Com essa liberdade, Bruscky se dá o direito de criar o tempo todo. Vai transformando cada atitude em proposta de arte. Atua entre a imaginação e o lúdico, com irreverência e humor. Daí a foto de 1984, onde o próprio e Daniel Santiago posam com uma faixa avisando: “Limpo e desinfetado”. É exatamente na condição de artista limpo e desinfetado que Bruscky satiriza a institucionalização da arte. “Com seu humor, combate a atitude pretensiosa da alta cultura, em sua ênfase absoluta no profissionalismo do artista, na noção romântica de artista como gênio, distinto representante da elite.”
A trajetória de Bruscky é apresentada em seis capítulos, destacando as diversas fases e as suas múltiplas faces. Cristina apresenta temas como a relação do artista com o grupo de vanguarda Fluxus, as performances e ações na época da ditadura militar, a poesia visual, os livros de artista, a relação entre poesia visual e sonora, as intervenções urbanas e a utilização ampla dos meios de reprodução, como fotografia, fax, heliografia e xerox, além dos inventos que articulam arte, ciência e jogo.

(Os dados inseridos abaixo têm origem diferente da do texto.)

PR #1318, opened 2026-07-28
Allow dead players to respawn as a new character

MarkerWicker:
(paging @CliveOcelot for this)
## About the PR
This PR allows players to respawn as a new character once they've been ghosted. Logic is ported from WD.

## Why / Balance
This branch has been sitting for a while, but I've opened this MR at the request of cyg. Go ask her for the balance justification.

## Technical details
Minorly edited a few upstream files. Added functions to allow returning to round.

It checks your last char's name against the new name, if it is 85% or more similar then it rejects the attempt, and alerts the player, if it is below 85% but above 50% then it alerts admins instead, while allowing the player to join.

Note, the character name similarity check is disabled if the person is marked as an active admin (readmined, deadmined does not count) 

The GhostRespawnTime cvar is how many minutes a player must be dead for before being allowed to respawn, this defaults to 15.

By default the GhostRespawnMaxPlayers cvar is set to 40, if there is more than this number of people on the server (note, total players not just alive/inround players) it will not allow respawning.

## Media
image

## Requirements

## Breaking changes

**Changelog**
:cl:
- add: Added respawn button


Content.Client/Ghost/GhostSystem.cs
```diff
@@ -41,6 +41,7 @@
 using Content.Client.Movement.Systems;
 using Content.Shared.Actions;
 using Content.Shared.Ghost;
+using Content.Shared._White.Ghost; // Omustation - Port WD Respawn Button
```
NotActuallyMarty: fuck marking usings
```suggestion
using Content.Shared._White.Ghost;
```

Content.Server/GameTicking/GameTicker.Spawning.cs
```diff
@@ -558,6 +575,81 @@ public void SpawnObserver(ICommonSession player)
                 $"{player.Name} late joined the round as an Observer with {ToPrettyString(ghost):entity}.");
         }
 
+
+        // begin Omustation - Port WD Respawn Button
+        #region WD Ghost Respawn
+
+        /// <summary>
```
NotActuallyMarty: did not read code but i would prefer whatever is going on here be in its own system rather than inserting a massive region into upstream files

NotActuallyMarty (changes requested):
did not read code im on mobile but  whatever is going on just needs to be moved into its own system for organization sake

also using a chat message is bad and missable granted ive not tested ingame but would prefer either a ghostrole selection style warn popup or port starlight's respawn system instead which had a lot of ui shit from what i remember

CliveOcelot:
note for people testing this, you need to set game.lobbyenabled to True if testing on debug

PR #1328, opened 2026-07-30
Make binary a radio again

CliveOcelot:
## About the PR
Makes binary back into a radio instead of a hivemind.

## Why / Balance
So that damage can garble the voice, alongside allowing radio jammers to work on it. It also means borgs/AI can state laws over binary again. 

## Technical details
Binary encryption keys have been returned to the syndicate uplink in place of the implanter, same goes for in the hacker bundle.

RD's hud no longer provides access to binary but still acts as a translator for robottalk, instead they have a binary encryption key in their locker.

## Requirements
- [X] I have read and agree to the Contributor License Agreement.

## Breaking changes
Anything attempting to use the binary hivemind will now fail, this is intentional so to force people to use the radio instead.

**Changelog**
:cl:
- tweak: Changed Binary back into being a radio channel, it can be used on :b


SirCannonFodder:
The radio jammer working on binary, that I get. 
But the speech degradation effecting binary is going to lead to more situations of cyborgs effectively being round removed because they're unable to communicate the information needed for them to be recovered.

CliveOcelot:
> The radio jammer working on binary, that I get. But the speech degradation effecting binary is going to lead to more situations of cyborgs effectively being round removed because they're unable to communicate the information needed for them to be recovered.

So? if i crit a person in maints they cant talk at all, and its far harder to revive a dead person than a cyborg, you can make an entirely new cyborg in under 60s in science, hell some people automated it, by SOP sci is required to have a posi ready at all times, so even if they do get fully RRed, they can just ghostrole into a new borg.

Resources/Prototypes/Entities/Mobs/Player/mothershipcore.yml
```diff
@@ -144,12 +144,13 @@
...
     - Xenoborg
-    #- Binary Goob
+    - Binary # Omu, make binary a radio again.
   - type: ActiveRadio
     channels:
     - Mothership
     - Xenoborg
-    #- Binary Goob
+    - Binary # Omu, make binary a radio again.
+  - type: XenoborgMothership
```
CliveOcelot:
```suggestion
```

Thesia000 (approved):

feistyfedora (approved):

PR #567, opened 2018-04-04
fix(core-notification): make error text meet WCAG AAA compliance

marcod1419:


packages/Notification/Notification.jsx
```diff
@@ -32,7 +32,7 @@ const renderContent = (variant, children) => {
 
   if (variant === 'error') {
     return (
-      <ColoredTextProvider colorClassName={messagingStyles.errorText}>
+      <ColoredTextProvider colorClassName={messagingStyles.errorTextNotification}>
```
ryanoglesby08: The `ColoredTextProvider` was invented as a sneaky way of changing text color without changing the public API of the Typography components.

If the Notification is now just going to use the default text color, then there is no more need for the ColoredTextProvider component in this case, and you maybe can just remove its use from Notification altogether.

`color-shark` is just the normal `color-text`. https://github.com/telusdigital/tds/blob/master/packages/colours/_colours.scss#L21

packages/Notification/Notification.jsx
```diff
@@ -30,14 +28,6 @@ const renderIcon = icon => <DecorativeIcon symbol={icon.symbol} variant={icon.co
 const renderContent = (variant, children) => {
```
ryanoglesby08: The `content` variable, and actually the entire `renderContent` function, is not necessary anymore. I'd recommend removing it and inlining this into the main component.

packages/Notification/__tests__/Notification.spec.jsx
```diff
@@ -54,11 +53,7 @@ describe('<Notification />', () => {
     it('bolds and colors the content', () => {
```
ryanoglesby08: This test needs a slight name change, and there is no more color change.

ryanoglesby08:
@marcod1419 I realized something else about this one. If the color contrast here was not up to our standards, how come our e2e accessibility test is passing? Are we not configuring aXe properly to catch this level of color contrast?

It would be great if you could see if you can get a failing accessibility test on this component first, and then fix it with the text color change.

marcod1419:
@ryanoglesby08 Just ran the e2e tests and they're passing. Looks like aXe only tests up to WCAG AA. Not seeing anything in their docs for enabling AAA testing.

ryanoglesby08:
Ahhh, ok then. I was thinking that may be the case. Alright, I guess there's nothing we can do then. Are there any issues or requests for AAA settings in aXe core? May be good to do a quick look?

ryanoglesby08:
@marcod1419 @theetrain 

Quick question: is this a fix, feature, or breaking change?

While the API hasn't changed, the style has been visibly altered, which may be surprising to consumers...

PR #576, opened 2018-04-11
chore(tech-snacks): add git lfs snack

theetrain:
- Add Git LFS snack to speed up fetches


theetrain:
Thanks, I added a rationale for this snack. Please **squash and merge** if approved.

Interessante é a análise da poesia visual do artista. “Bruscky tem como inspiração declarada a obra do artista pernambucano Vicente do Rego Monteiro, que ele vem pesquisando exaustivamente”, analisa Cristina. “Observa-se, em sua trajetória, que sua poética caminha lado a lado com uma busca quase quixotesca da ampliação das sensibilidades, sempre incluindo mais interlocutores. Em primeiro plano, está a mais íntima relação entre arte e vida.”